Start of Block
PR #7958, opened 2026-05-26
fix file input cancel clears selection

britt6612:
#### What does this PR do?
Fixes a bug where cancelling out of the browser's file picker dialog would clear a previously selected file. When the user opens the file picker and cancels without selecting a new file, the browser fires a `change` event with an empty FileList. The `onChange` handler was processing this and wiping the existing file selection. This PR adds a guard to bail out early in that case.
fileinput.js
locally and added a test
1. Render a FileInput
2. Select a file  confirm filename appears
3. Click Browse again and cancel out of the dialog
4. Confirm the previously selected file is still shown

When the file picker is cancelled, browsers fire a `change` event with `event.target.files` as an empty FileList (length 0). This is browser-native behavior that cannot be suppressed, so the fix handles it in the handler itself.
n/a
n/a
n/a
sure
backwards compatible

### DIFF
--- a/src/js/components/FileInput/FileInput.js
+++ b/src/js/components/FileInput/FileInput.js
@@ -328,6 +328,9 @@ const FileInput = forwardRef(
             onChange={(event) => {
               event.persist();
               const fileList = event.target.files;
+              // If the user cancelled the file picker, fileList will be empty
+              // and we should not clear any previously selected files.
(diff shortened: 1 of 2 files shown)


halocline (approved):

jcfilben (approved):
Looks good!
End of Block
== Problem details ==
Go through the listing and copy each line that includes the string "previously".

== Solution to this problem ==
Fixes a bug where cancelling out of the browser's file picker dialog would clear a previously selected file. When the user opens the file picker and cancels without selecting a new file, the browser fires a `change` event with an empty FileList. The `onChange` handler was processing this and wiping the existing file selection. This PR adds a guard to bail out early in that case.
4. Confirm the previously selected file is still shown
+              // and we should not clear any previously selected files.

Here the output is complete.